»»

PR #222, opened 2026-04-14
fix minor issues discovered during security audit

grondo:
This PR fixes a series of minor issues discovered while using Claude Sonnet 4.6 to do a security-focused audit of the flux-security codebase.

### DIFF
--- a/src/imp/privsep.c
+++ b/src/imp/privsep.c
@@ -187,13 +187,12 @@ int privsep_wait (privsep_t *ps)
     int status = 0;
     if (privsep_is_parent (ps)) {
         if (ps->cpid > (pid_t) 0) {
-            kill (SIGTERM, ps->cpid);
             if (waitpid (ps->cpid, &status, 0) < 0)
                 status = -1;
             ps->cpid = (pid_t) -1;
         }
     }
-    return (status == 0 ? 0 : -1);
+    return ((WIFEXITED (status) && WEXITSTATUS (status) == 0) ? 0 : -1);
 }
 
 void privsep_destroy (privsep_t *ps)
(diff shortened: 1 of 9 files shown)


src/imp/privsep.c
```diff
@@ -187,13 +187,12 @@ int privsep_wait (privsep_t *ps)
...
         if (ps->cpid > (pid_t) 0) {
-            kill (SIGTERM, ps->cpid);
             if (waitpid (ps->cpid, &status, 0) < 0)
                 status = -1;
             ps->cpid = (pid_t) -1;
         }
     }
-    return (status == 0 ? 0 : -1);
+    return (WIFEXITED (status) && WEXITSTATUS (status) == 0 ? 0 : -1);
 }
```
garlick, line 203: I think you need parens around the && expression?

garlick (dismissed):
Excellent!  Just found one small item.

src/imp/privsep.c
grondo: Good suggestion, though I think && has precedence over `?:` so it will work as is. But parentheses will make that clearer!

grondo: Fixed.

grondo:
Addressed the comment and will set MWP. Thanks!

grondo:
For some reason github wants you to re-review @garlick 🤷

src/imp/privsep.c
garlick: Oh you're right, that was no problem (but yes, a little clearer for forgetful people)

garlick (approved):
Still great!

««
»»

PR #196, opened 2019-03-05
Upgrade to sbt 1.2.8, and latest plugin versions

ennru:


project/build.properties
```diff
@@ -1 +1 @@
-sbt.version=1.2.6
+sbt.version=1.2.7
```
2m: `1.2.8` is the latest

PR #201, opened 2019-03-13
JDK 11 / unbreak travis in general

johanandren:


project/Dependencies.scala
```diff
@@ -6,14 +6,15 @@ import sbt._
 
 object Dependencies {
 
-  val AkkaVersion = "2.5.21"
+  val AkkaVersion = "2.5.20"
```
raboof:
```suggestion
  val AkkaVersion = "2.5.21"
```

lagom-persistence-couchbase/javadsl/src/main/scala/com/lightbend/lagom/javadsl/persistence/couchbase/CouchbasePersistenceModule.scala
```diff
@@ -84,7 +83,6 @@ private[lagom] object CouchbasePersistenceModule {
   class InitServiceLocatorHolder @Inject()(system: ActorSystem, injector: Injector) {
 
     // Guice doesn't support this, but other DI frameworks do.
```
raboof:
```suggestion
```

««

TASK OBJECTIVE. Among the records, find every line holding the word "security" and copy it.

RESPONSE BOX.
fix minor issues discovered during security audit
This PR fixes a series of minor issues discovered while using Claude Sonnet 4.6 to do a security-focused audit of the flux-security codebase.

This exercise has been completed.